Une grande incertitude sur la phase 3
Le statut de la phase 3 n’a toujours pas été défini malgré un décret écrit avant la fin de la dernière mandature ministérielle. Le conseil d’Etat, qui devait ratifier le document, a demandé une validation par les nouveaux ministres. Ces derniers ne semblent pas pressés dans leur réponse alors que cela a beaucoup d’impact, en particulier sur la réflexion concernant les durées de DES. Les internes issus de la promo fiasco, ECN 2017, s’engagent ainsi dans un internat sans savoir quel statut les attendra en phase 3..

Un post internat sacrifié
En cas de statut « senior » en phase 3, l’internat sera réduit d’une année. Par ailleurs, ce statut ne garantit qu’une seule année d’assistanat, alors qu’il en faut au moins deux pour pouvoir accéder au secteur 2. D’autre part, si les étudiants en phase 3 sont assistants et rémunérés comme tels, il y a un risque de diminution des financements pour ces postes d’assistants spécialistes à l’issue de l’internat, et donc une limitation de l’accès au secteur 2. Cela conduit à une réelle précarisation de notre statut. L’ISNI milite donc pour un statut hybride entre assistant et interne : le docteur junior !

Une réforme non aboutie
En recentrant les stages de premières années d’internat aux CHU ou à l’ambulatoire, la réforme vide les centres hospitaliers de leurs équipes d’internes. La diminution du nombre d’internes en médecine générale dans les CH posera très vite problème au fonctionnement de ces structures de proximité déjà en manque de personnel pour certaines. « Les internes sont au coeur du fonctionnement du système de santé tout en étant des praticiens en formation, on ne peut pas sacrifier ni la qualité des soins ni la qualité de notre formation », plaide Jérémy Do Cao, interne en pédiatrie.

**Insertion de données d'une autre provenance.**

PR #215, opened 2021-03-12
fixed npe

patduin:


waggle-dance-integration-tests/src/test/java/com/hotels/bdp/waggledance/WaggleDanceIntegrationTest.java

Le plus de la réforme n’est pas au rendez-vous
La formation des internes devait être la cerise sur le gâteau de cette réforme grâce à des cours uniformisés et à un portfolio numérique. Une cerise verte au goût amer, la plateforme n’étant toujours pas finalisée… Même pour les internes en phase socle les cours ne sont pas prêts et disponibles dans toutes les spécialités. Par ailleurs, les options et les FST ne sont pas encore prévues dans les textes réglementaires, les nouveaux internes n'ont donc aucune indication quant à la possibilité de se sur spécialiser dans leur spécialité. Des arguments supplémentaires qui confirment le sentiment d’une réforme bâclée pour la rentrée 2017.

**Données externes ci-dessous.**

PR #239, opened 2022-04-13
caching set_ugi so call will only go to needed metastore

patduin:
~~Still testing this in the wild.~~

The idea is to cache the `set_ugi` call in our client. Then when a "real" call is made like getTable and the connection is opened we do the delayed `set_ugi` call to only that metastore. This should prevent all those unnecessary `set_ugi` calls to metastores that won't actually be queried,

3 questions au Pr Louis Boyer, Président du Collège des enseignants de radiologie de France  CERF)

H.- Quand avez-vous commencé à travailler sur la maquette du 3ème cycle ?
Pr Louis Boyer.- Nous avions commencé à travailler en 2013 mais le processus a été ralenti par un changement de méthode et d’interlocuteurs ministériels en 2015. Tous les collèges d’enseignants furent consultés. Dès le départ, nous avons travaillé en concertation avec le G4, qui regroupe notre société savante (Société Française de Radiologie), notre collège d’enseignants (CERF), les syndicats de radiologues hospitaliers (SRH) et libéraux (FNMR) et en synergie avec l’UNIR, le syndicat des internes en radiologie : un dialogue très enrichissant où les internes ont montré une grande maturité.

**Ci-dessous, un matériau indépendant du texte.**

PR #240, opened 2022-05-16
null and immutable list safe checks

patduin:


waggle-dance-core/src/main/java/com/hotels/bdp/waggledance/client/HiveUgiArgs.java
```diff
@@ -15,19 +15,23 @@
...
-  public static final HiveUgiArgs WAGGLE_DANCE_DEFAULT = new HiveUgiArgs("waggledance", Collections.emptyList());
+  public static final HiveUgiArgs WAGGLE_DANCE_DEFAULT = new HiveUgiArgs("waggledance", null);
 
   private final String user;
   private final List<String> groups;
 
   public HiveUgiArgs(String user, List<String> groups) {
     this.user = user;
-    this.groups = groups;
+    if (groups == null) {
```
patduin, line 30: I found this: https://github.com/apache/hive/blob/rel/release-2.3.9/metastore/src/java/org/apache/hadoop/hive/metastore/HiveMetaStore.java#L6116

The I got worried that we might have an issue with this list being null or mutable so being safe for that.

jmnunezizu: You might want to log that to see if it's actually happening.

H.- Etes-vous satisfait de cette nouvelle maquette ?
L.B.- Oui, car elle permettra de préparer convenablement à l’exercice de leur métier les jeunes radiologues. Notre diplôme demeure unique, signifiant l’unité de l’imagerie diagnostique et de la radiologie interventionnelle. Nous avons pu faire reconnaitre la distinction entre diplôme standard de radiologie diagnostique et interventionnelle, se préparant en 5 ans, et l’option de « Radiologie Interventionnelle Avancée », certifiante mais non exclusive, qui permet d’acquérir la maitrise des actes de radiologie interventionnelle complexes et lourds avec une année de formation supplémentaire.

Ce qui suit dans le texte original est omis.